## PROBLEM REQUIREMENTS
One range is to be output from the listing below, exactly as written: the line with "--initdb -p /out \" to the line with "COPY --from=runc /usr/bin/runc /sbin/runc", both kept.
*** Opening of GIVEN INFORMATION ***
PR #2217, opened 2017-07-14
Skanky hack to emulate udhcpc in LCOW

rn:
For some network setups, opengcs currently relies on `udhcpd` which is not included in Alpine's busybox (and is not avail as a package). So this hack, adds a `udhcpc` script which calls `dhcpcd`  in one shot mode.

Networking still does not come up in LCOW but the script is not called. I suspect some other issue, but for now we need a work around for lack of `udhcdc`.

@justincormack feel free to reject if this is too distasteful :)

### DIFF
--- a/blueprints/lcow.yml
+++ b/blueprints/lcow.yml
*** Close of GIVEN INFORMATION ***
*** Opening of GIVEN INFORMATION ***
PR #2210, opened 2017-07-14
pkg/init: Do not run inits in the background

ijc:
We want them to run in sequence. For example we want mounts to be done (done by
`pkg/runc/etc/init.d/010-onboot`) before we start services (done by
*** Close of GIVEN INFORMATION ***
*** Opening of GIVEN INFORMATION ***
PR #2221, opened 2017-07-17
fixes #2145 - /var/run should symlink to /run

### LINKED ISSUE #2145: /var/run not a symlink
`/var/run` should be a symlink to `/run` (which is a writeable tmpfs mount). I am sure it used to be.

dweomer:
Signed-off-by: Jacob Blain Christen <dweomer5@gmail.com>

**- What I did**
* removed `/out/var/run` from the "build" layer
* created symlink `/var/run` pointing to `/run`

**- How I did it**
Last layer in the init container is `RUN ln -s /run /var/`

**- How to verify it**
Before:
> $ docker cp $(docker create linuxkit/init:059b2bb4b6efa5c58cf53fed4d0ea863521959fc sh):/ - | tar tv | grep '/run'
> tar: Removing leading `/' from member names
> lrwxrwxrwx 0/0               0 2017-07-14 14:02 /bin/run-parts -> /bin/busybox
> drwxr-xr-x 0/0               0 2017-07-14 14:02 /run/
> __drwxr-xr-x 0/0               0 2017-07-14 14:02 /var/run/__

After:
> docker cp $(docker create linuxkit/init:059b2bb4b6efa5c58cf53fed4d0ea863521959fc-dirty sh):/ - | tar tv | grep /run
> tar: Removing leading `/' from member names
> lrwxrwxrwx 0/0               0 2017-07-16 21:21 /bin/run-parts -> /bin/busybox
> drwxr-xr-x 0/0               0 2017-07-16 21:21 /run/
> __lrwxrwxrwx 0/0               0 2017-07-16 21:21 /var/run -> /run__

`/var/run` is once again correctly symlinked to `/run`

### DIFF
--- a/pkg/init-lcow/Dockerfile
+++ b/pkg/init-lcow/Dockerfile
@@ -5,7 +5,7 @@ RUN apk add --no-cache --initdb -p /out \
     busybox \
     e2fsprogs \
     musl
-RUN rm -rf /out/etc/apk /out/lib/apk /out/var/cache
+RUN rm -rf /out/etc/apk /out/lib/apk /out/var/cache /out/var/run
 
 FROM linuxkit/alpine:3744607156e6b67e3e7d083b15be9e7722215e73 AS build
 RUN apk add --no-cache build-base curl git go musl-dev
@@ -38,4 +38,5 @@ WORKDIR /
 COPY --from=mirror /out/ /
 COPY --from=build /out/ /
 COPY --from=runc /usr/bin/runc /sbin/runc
*** Close of GIVEN INFORMATION ***
## TASK SOLUTION
@@ -5,7 +5,7 @@ RUN apk add --no-cache --initdb -p /out \
     busybox \
     e2fsprogs \
     musl
-RUN rm -rf /out/etc/apk /out/lib/apk /out/var/cache
+RUN rm -rf /out/etc/apk /out/lib/apk /out/var/cache /out/var/run
 
 FROM linuxkit/alpine:3744607156e6b67e3e7d083b15be9e7722215e73 AS build
 RUN apk add --no-cache build-base curl git go musl-dev
@@ -38,4 +38,5 @@ WORKDIR /
 COPY --from=mirror /out/ /
 COPY --from=build /out/ /
 COPY --from=runc /usr/bin/runc /sbin/runc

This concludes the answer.